Collected data entries:
*** Block opens ***

PR #763, opened 2024-08-29
ZocaloResults: add parameter to use results from GPU

### LINKED ISSUE #559: Prepare `ZocaloResults` to use multiple results sources
I03 will soon have both GPU-based and traditional xray-centring results available.  `ZocaloResults`  should fetch both of these from the queue and pick which one to use based on input from hyperion.

olliesilvester:
Fixes #559 

See related `mx_bluesky` PR: https://github.com/DiamondLightSource/mx-bluesky/pull/445

Check this PR adds and tests the following behavior:

If the GPU is toggled on, then:
- Wait for results twice
- If CPU arrives before GPU, then warn and continue
- if CPU results differ from GPU within a tolerance, log the two results and continue
- if GPU times out but CPU results arrive, warn and continue
- if GPU results arrive but CPU results timeout, error
- Always use CPU results after comparing the two
If it's off:
- Ignore results from GPU

### Checks for reviewer


src/dodal/devices/zocalo/zocalo_results.py
```diff
@@ -165,7 +167,10 @@ async def trigger(self):
             )
 
             raw_results = self._raw_results_received.get(timeout=self.timeout_s)
-            LOGGER.info(f"Zocalo: found {len(raw_results['results'])} crystals.")
+            source_of_results = "CPU" if raw_results["ispyb_ids"]["gpu"] == None else "GPU"
```
ndevenish, line 170: is `raw_results["ispyb_ids"]` a defaultdict? If not then won't this cause an `IndexError`? Possibly:
```suggestion
            source_of_results = "CPU" if not raw_results["ispyb_ids"].get("gpu") else "GPU"
```
(Although `"GPU" if raw_results["ispyb_ids"].get("gpu") else "CPU"` is more terse, the focus being on the presumed default of "CPU" might be justified)

olliesilvester: According to https://docs.python.org/3/library/stdtypes.html#dict.get , an ordinary dict returns None rather than raising an IndexError if the key doesn't exist.

ndevenish: Also now out-of-date, but `== None` is normally not what you want, generally you want to `is None`. But the falseish comparison beats both.

src/dodal/devices/zocalo/zocalo_results.py
```diff
@@ -237,9 +242,18 @@ def _receive_result(
...
-                {"results": results, "ispyb_ids": recipe_parameters}
-            )
+
+            if self.use_fastest_zocalo_result:
+                self._raw_results_received.put(
+                    {"results": results, "ispyb_ids": recipe_parameters}
+                )
+            else:
+                #Only add to queue if results are from CPU
+                if recipe_parameters.get('gpu') == None:
```
ndevenish, line 252: Also here
```suggestion
                if recipe_parameters.get('gpu') is None:
```

ndevenish: In fact again truthiness of None is probably better
```suggestion
                if recipe_parameters.get('gpu'):
```

olliesilvester: Yeah, I always prefer to explicitly compare it to None if it can be True/False or None

src/dodal/devices/zocalo/zocalo_results.py
```diff
@@ -56,12 +56,25 @@ def bbox_size(result: XrcResult):
     ]
 
 
+# TODO this may give uneccessary warnings if dicts are different within rounding errors
+def get_dict_differences(
```
olliesilvester, line 60: This will be sensitive to rounding errors, so I could change the function to something a bit more complicated to avoid that

tests/devices/unit_tests/test_zocalo_results.py
```diff
@@ -250,3 +260,183 @@ async def test_when_exception_caused_by_zocalo_message_then_exception_propagated
...
+    mock_connection, RE: RunEngine
+):
+    zocalo_results = ZocaloResults(
+        name="zocalo", zocalo_environment="dev_artemis", use_cpu_and_gpu_zocalo=True
+    )
+    await zocalo_results.connect()
+    await zocalo_results.stage()
+    zocalo_results._raw_results_received.get = MagicMock(side_effect=Empty)
+    with pytest.raises(NoResultsFromZocalo):
+        await zocalo_results.trigger()
```
olliesilvester, line 393: There was a strange thing here where this test would fail if I used `RE(bps.trigger(zocalo_results)` instead, even though debugging the pytest showed the exception was being raised

src/dodal/devices/zocalo/zocalo_results.py
```diff
@@ -79,6 +92,7 @@ def __init__(
         self._prefix = prefix
         self._raw_results_received: Queue = Queue()
         self.transport: CommonTransport | None = None
+        self.use_cpu_and_gpu_zocalo = use_cpu_and_gpu_zocalo
```
DominicOram, line 95: Nit: This device is already has `zocalo` in the name so having this variable with `zocalo` in is a bit redundant. It would also be good to have a docstring on it

src/dodal/devices/zocalo/zocalo_results.py
```diff
@@ -165,7 +179,40 @@ async def trigger(self):
             )
 
             raw_results = self._raw_results_received.get(timeout=self.timeout_s)
-            LOGGER.info(f"Zocalo: found {len(raw_results['results'])} crystals.")
+            source_of_first_results, source_of_second_results = (
+                ("CPU", "GPU")
+                if not raw_results["ispyb_ids"].get("gpu")
+                else ("GPU", "CPU")
+            )
```
DominicOram, line 186: Could: There's a bit of an inbuilt assumption here that there's not two from the same source, which is probably fine but I also don't really like the multiple use of strings and stuff. What about something like:
```python
class ZocaloSource(enum):
    CPU = "CPU"
    GPU = "GPU"

def source_from_results(results):
    return ZocaloSource.GPU if results["ispyb_ids"].get("gpu") else ZocaloSource.CPU
```
then each time we get results call `source_from_results(results)`

src/dodal/devices/zocalo/zocalo_results.py
```diff
@@ -237,9 +284,17 @@ def _receive_result(
...
-                {"results": results, "ispyb_ids": recipe_parameters}
-            )
+
+            if self.use_cpu_and_gpu_zocalo:
+                self._raw_results_received.put(
+                    {"results": results, "ispyb_ids": recipe_parameters}
+                )
+            else:
+                # Only add to queue if results are from CPU
+                if not recipe_parameters.get("gpu"):
```
DominicOram, line 294: Should: A unit test covering this would be good.

src/dodal/devices/zocalo/zocalo_results.py
```diff
@@ -237,9 +284,17 @@ def _receive_result(
             self.transport.ack(header)  # type: ignore # we create transport here
 
             results = message.get("results", [])
-            self._raw_results_received.put(
-                {"results": results, "ispyb_ids": recipe_parameters}
-            )
+
+            if self.use_cpu_and_gpu_zocalo:
+                self._raw_results_received.put(
+                    {"results": results, "ispyb_ids": recipe_parameters}
```
DominicOram, line 290: Could: `ispyb_ids` isn't a great name any more as it contains other stuff.

tests/devices/unit_tests/test_zocalo_results.py
```diff
@@ -204,14 +206,20 @@ async def test_zocalo_results_trigger_log_message(
     mock_wrap_subscribe, mock_logger, RE: RunEngine
 ):
     zocalo_results = ZocaloResults(
-        name="zocalo", zocalo_environment="dev_artemis", timeout_s=2
+        name="zocalo",
+        zocalo_environment="dev_artemis",
+        timeout_s=2,
```
DominicOram, line 211: Could: It's not great that we're waiting on this timeout for the test. Ideally we would mock it out so there's no wait on it but if not could we at least drop it down to as low as possible?

src/dodal/devices/zocalo/zocalo_results.py
```diff
@@ -165,7 +179,40 @@ async def trigger(self):
...
+            source_of_first_results, source_of_second_results = (
+                ("CPU", "GPU")
+                if not raw_results["ispyb_ids"].get("gpu")
+                else ("GPU", "CPU")
+            )
+
+            # Wait for results from CPU and GPU, warn and continue if one timed out, error if both time out
+            if self.use_cpu_and_gpu_zocalo:
+                if source_of_first_results == "CPU":
+                    LOGGER.warning("Recieved zocalo results from CPU before GPU")
```
DominicOram, line 191: Nit:
```suggestion
                    LOGGER.warning("Received zocalo results from CPU before GPU")
```

DominicOram (changes requested):
Great, thank you. Couple of comments in the code.

src/dodal/devices/zocalo/zocalo_results.py
olliesilvester: I couldn't find any function which did something like math.isclose which worked for this kind of dictionary, so this was me being lazy instead. I think iterating through each key and treating lists differently to floats is the way to do this properly

DominicOram: It looks like `deepdiff` https://zepworks.com/deepdiff/current/diff.html might do this with `math_epsilon` being the tolerance. I think on balance it's fine to add another dependency but given this check is probably temporary add a comment next to the dependency pointing to removing it in a ticket that around cleaning up GPU stuff

olliesilvester: Ah, nice!

src/dodal/devices/zocalo/zocalo_results.py
olliesilvester: I like the function, but I think it's useful to assume that they're not for the same source so that the logging message

```
LOGGER.warning(
                        f"Zocalo results from {source_of_second_results} timed out. Using results from {source_of_first_results}"
                    )
```
Is more useful.

src/dodal/devices/zocalo/zocalo_results.py
DominicOram: So have I tbf

DominicOram (approved):
Great, thank you!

*** Block closes ***

Directions: Within the data above, the span starting at the line containing "If the GPU is" and ending at the line containing "- if GPU times" is to be retyped exactly, with no other lines.

Answer box:
If the GPU is toggled on, then:
- Wait for results twice
- If CPU arrives before GPU, then warn and continue
- if CPU results differ from GPU within a tolerance, log the two results and continue
- if GPU times out but CPU results arrive, warn and continue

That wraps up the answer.